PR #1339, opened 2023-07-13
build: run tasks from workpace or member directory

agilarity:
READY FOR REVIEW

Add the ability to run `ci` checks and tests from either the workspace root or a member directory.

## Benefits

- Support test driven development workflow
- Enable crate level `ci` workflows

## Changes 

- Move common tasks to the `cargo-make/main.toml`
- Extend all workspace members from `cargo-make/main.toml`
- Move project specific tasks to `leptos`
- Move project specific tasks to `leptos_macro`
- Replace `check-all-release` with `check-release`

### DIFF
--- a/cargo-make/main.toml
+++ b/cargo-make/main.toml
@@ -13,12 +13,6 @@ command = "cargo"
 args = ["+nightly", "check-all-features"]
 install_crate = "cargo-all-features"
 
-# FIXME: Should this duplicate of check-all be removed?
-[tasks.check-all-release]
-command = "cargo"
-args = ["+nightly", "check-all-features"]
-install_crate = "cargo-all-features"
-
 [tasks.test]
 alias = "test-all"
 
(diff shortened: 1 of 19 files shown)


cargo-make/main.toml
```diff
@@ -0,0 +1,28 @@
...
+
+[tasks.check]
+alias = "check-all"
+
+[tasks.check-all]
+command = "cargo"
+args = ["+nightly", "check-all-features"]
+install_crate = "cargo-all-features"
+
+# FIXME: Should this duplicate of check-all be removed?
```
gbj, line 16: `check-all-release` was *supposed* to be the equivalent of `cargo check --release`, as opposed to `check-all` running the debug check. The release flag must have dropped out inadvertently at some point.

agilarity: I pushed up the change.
* * *
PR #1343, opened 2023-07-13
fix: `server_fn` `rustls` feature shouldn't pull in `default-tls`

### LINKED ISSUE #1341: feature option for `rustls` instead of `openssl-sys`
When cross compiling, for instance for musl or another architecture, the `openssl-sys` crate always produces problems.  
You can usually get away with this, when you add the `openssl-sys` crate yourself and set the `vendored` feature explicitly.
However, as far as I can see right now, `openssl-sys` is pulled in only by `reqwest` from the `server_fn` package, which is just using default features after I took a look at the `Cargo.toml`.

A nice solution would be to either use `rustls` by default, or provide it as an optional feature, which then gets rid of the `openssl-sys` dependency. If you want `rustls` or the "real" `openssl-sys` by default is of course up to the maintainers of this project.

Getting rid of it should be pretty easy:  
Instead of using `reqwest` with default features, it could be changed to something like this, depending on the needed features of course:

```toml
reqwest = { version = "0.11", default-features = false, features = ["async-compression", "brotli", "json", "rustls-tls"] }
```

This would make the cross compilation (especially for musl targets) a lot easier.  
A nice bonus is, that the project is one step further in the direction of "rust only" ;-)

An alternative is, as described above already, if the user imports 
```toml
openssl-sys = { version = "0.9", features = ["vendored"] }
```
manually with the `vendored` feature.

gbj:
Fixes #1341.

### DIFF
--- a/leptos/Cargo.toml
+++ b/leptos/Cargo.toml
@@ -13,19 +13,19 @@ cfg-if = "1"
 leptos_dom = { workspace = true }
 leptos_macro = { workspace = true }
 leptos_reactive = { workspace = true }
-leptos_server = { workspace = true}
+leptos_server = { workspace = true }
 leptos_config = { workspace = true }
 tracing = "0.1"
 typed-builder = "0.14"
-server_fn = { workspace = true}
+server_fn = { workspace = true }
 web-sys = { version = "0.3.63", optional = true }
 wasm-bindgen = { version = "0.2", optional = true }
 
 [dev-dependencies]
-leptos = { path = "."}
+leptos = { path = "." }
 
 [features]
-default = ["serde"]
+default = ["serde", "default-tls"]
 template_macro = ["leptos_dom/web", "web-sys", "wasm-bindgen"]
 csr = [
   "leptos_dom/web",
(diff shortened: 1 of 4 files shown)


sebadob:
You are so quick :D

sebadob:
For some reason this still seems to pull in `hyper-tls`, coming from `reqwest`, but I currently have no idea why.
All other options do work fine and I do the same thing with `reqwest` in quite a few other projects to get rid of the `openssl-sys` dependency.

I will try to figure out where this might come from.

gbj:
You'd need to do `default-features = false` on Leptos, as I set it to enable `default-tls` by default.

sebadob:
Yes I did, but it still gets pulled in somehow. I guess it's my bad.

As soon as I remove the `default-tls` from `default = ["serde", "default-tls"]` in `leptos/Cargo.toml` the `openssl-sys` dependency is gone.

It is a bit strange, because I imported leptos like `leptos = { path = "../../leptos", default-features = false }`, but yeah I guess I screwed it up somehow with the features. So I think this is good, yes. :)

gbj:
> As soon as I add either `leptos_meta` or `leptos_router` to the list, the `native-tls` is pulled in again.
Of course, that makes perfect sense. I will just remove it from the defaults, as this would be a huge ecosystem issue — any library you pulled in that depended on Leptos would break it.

### Assigned task
Repeat exactly the lines of the listing above, from the one with "Yes I did, but" down to the one with "Of course, that"; both of those lines belong in the range.

### Task output
Yes I did, but it still gets pulled in somehow. I guess it's my bad.

As soon as I remove the `default-tls` from `default = ["serde", "default-tls"]` in `leptos/Cargo.toml` the `openssl-sys` dependency is gone.

It is a bit strange, because I imported leptos like `leptos = { path = "../../leptos", default-features = false }`, but yeah I guess I screwed it up somehow with the features. So I think this is good, yes. :)

gbj:
> As soon as I add either `leptos_meta` or `leptos_router` to the list, the `native-tls` is pulled in again.
Of course, that makes perfect sense. I will just remove it from the defaults, as this would be a huge ecosystem issue — any library you pulled in that depended on Leptos would break it.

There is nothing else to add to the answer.